PR #4928, opened 2017-02-21
Fixed #4600: Adding an option for tab size to the preference UI

### LINKED ISSUE #4600: add option for tab/indent length
Some people just like to have more spaces.
Secondary request: use 'hard' tabs instead of spaces.

meer1992:
The [current situation](https://github.com/processing/processing/issues/4600) is letting the user to manually change the tab size in the preferences.txt file.
To enhance the usability of our users, an option is added in the preference UI.  The user can change it within the range of 1 to 10.


meer1992:
@benfry What do you think of the enhancement? One note to mention is that I have not translated the label yet to other languages.

benfry:
We try to keep as few options as possible in the Preferences dialog—it's not like we don't know how to write the code for a UI for this feature. I think the question would be whether it would make sense to remove something else if we're going to add this. 

For instance, is this a more useful feature, for more people, than enabling/disabling smoothing in the editor? At this point, maybe we could swap them. But it's a very low priority.

meer1992:
I agree with you :) I will look for a high priority issue which I could help

benfry:
Thanks—and I'm happy to consider arguments that this is more useful than the text anti-aliasing at this point, but it seems like another option is that we need something like `about:config` from Firefox or `about:flags` from Chrome that makes all the prefs available for people who want to tweak (and to help prevent breaking their `preferences.txt` file).

PR #4935, opened 2017-02-27
Fix #4825: Out of memory exception when using a Timer class in EditorConsole 

### LINKED ISSUE #4825: Array print issue
When Processing tries to print out 200 elements in 3 arrays, Processing itself freezes and must force quit the application. macOS 10.12.2

meer1992:
The issue #4825 describes that having too many outputs in the console can sometimes freeze the program and lead to out of memory exception. An example as @Lord-of-the-Galaxy pointed out is:
```
void setup(){
  size(100, 100);
}

void draw(){
  for(int i = 0; i < 10000; i++){
    for(int a = 0; a < 10000; a++){
      print(i + " " + a);
    }
    println();
  }
}
```

The **main reason** is because of the synchronisation structure in the [EditorConsole](https://github.com/processing/processing/blob/master/app/src/processing/app/ui/EditorConsole.java). The _appendString()_ keeps appending string and the _insertAll()_ method fails to sync, and as a result we get out of memory exception.

I thought of having a more **concurrent structure** rather than **complete synchronization**. This will provide us scalability and stability. I used _ScheduledExecutorService_ which can achieve the same behaviour as the timer but it is more manageable and it's making sure that the memory is available.

Tested on Mac 10.11.6 | java version "1.8.0_92"


benfry:
Thanks for looking into it… will take a look when I have a moment to test on Windows and Linux as well. (Or if someone else can do the same, please have at it…)

meer1992:
Thank you. I will also do a test on Linux and Windows

JakubValtar:
@meer1992 Thanks for identifying this problem and submitting a solution, it's really appreciated. However there are some threading bugs. We can't accept this PR because almost every sketch uses console and it is critical for console to work correctly at all times.

- You use `SheduledExecutorService`. The difference is that `Timer` runs the task on EDT - Event Dispatch Thread (the only thread which should update UI), but the `ScheduledExecutorService` runs it on it's own thread. This is a threading bug (because `flush()` should be called only on EDT) and the `Timer` should stay there.
- All the `Atomic*` objects and `ConcurrentLinkedQueue` give you a false sense of security. You don't use any advanced methods (like `getAndSet()` or `compareAndSet()`) so it is no better than using `volatile` primitives. Which means that you just removed all locking (all threads can touch anything anytime), because you also removed `synchronized` keyword. This is another threading bug which will leave you with corrupted state.

The whole problem can be summarized as single reader thread and multiple writer threads. Right now, all methods are `synchronized` on a single instance lock, which means that you can not read and write at the same time. If you write too much then read might be waiting for the lock forever and you end up out of memory.

To fix this, you need to separate read lock and write lock. This is a great moment to use a `BlockingQueue`, because you can add from multiple threads and also drain the whole queue in one atomic thread-safe operation.

If you are interested in making a new PR (and I would be happy if you do), here are some steps which should get you through:
- Keep using the `Timer`.
- Use `LinkedBlockingQueue<ElementSpec>` instead of the `ArrayList`. Leave `synchronized` on `appendString()` because you need to protect the fields from concurrent access when multiple threads write to the console at the same time.
- Remove `synchronized` keyword from `insertAll()` and use `queue.drainTo(someList)` to drain the queue as a single atomic operation. This separates read and write lock and makes sure that `insertAll()` is never waiting and queue is drained regularly.
- Remove `hasAppendage` because it would be modified from multiple threads (reading and writing thread) and instead every time check `queue.isEmpty()` which is properly synchronized by the queue.

meer1992:
@JakubValtar Thanks for the feedback. Yes. I am looking forward to improve the solution.

benfry:
@meer1992 Do you plan to update this fix or should we close this PR?

meer1992:
@benfry You can go ahead and close the PR.
 
I have been struggling solving the issue, and so far no updates.

Issue #4540, opened 2016-06-19
Add resize() method


cchan:
This probably has been mentioned before, but I couldn't find any similar github issues and I thought I would mention it.

The following variable-sizing code seems to work fine. I'd assume there's some significant overhead associated with surface.\* functions, but since it's only supposed to be used on setup anyway it's alright.

```
void size2(int w, int h){
  surface.setResizable(true);
  surface.setSize(w, h);
  surface.setResizable(false);
}

void setup() {
  int w = round(random(200, 500));
  int h = round(random(200, 500));
  size2(w, h);
}
```

DominusDodo:
A quick sketch cycling through 100 of your setup calls a frame takes ~300ms or less a frame. That's about 3ms per resize, which seems perfectly reasonable for a single call. I don't know if there are any reasons against implementing a function like this. Perhaps a function like this:

```java
public void resize(int w, int h) {
  surface.setResizable(true);
  surface.setSize(w, h);
  surface.setResizable(false);
}
```

usser123:
Using setResizable() and setSize() did not work with P3 renderer. I get NullPointerException error after resizing. This occurs when I try to access pixels array. It seems like after resizing, the pixels array is not accessible because the program fails at location 0.

benfry:
This issue is resolved with `windowResize()` and the other `windowXxxx()` methods in Processing 4.

Download it here: https://github.com/processing/processing4/releases

PR #4951, opened 2017-03-08
Added resize() method for PApplet

bergvel1:
Issue [#4540](https://github.com/processing/processing/issues/4540) suggests the addition of a resize() method to change the sketch window size with a single line of code. The current way to do this seems to be

`surface.setResizable(true);`
`surface.setSize(w, h); `
`surface.setResizable(false);`

The proposed change allows changing the window size with:

`resize(w, h);`

### DIFF
--- a/core/src/processing/core/PApplet.java
+++ b/core/src/processing/core/PApplet.java
@@ -1230,6 +1230,21 @@ public class PApplet implements PConstants {
   }
 
 
+  /*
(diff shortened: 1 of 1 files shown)


benfry:
Unfortunately, making this work consistently across all renderers is significantly more work than just these three lines of code, otherwise we'd have done it already.

PR #5699, opened 2018-11-07
Recreate FBOs when offscreen PGraphicsOpenGL is resized

JakubValtar:
Otherwise FBOs keep the old size and things understandably break.


benfry:
Danke.

PR #5719, opened 2018-12-10
add boolean mouseOver property

### LINKED ISSUE #5700: Add a way to tell if the mouse is over the window.
## Description

I want an easy way to tell if the mouse is over the window.

## Expected Behavior

I should be able to call a method or check a boolean to know if the mouse is currently over the window.

## Current Behavior

There is no way that I can find to know if the mouse is over the window. If it is not, mouseX and mouseY will remain in their last values.

## Steps to Reproduce

1. Make some code that does something depending on where the mouse is.
2. Move the mouse off the window.

## Your Environment

 

* Processing version: 3.4
* Operating System and OS version: XUbuntu 18.10
* Other information: Using processing as a library in Eclipse.

## Possible Causes / Solutions

Ideally, a boolean, mouseOverWindow or something like that, updated the same way mouseX and mouseY are.

anubhavp28:
Fixes #5700 
Add a boolean property mouseOver to indicate whether the mouse is over the window or not.

### DIFF
--- a/core/src/processing/core/PApplet.java
+++ b/core/src/processing/core/PApplet.java
@@ -560,7 +560,30 @@ public class PApplet implements PConstants {
    * @see PApplet#mouseWheel(MouseEvent)
    */
   public boolean mousePressed;
-
+  
+  /**
+   * ( begin auto-generated from mousePressed_var.xml )
+   *
+   * Variable storing if the mouse is currently over the window. The value of the system
+   * variable <b>mouseOver</b> is true if the mouse is over the window and
+   * false if the mouse is not over the window.
+   *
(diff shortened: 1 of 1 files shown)


jeremydouglass:
For the docs, if this was included I would expect it to then be cross-referenced by all the other mouse entries -- in particular mousePressed, but all the ones that cross-reference all the others.

benfry:
This is better handled by the solution in the original report. `mouseOver` isn't a property we want to maintain—too tricky to figure out how it's handled when dealing with other/newer display devices like touch screens. It's easy enough to do the quick workaround, but a heavier lift on documentation, etc.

....

◆ YOUR ASSIGNMENT: If a line in the listing holds the word "mouseY", list that line.

◆ ANSWER TO THIS TASK:
There is no way that I can find to know if the mouse is over the window. If it is not, mouseX and mouseY will remain in their last values.
Ideally, a boolean, mouseOverWindow or something like that, updated the same way mouseX and mouseY are.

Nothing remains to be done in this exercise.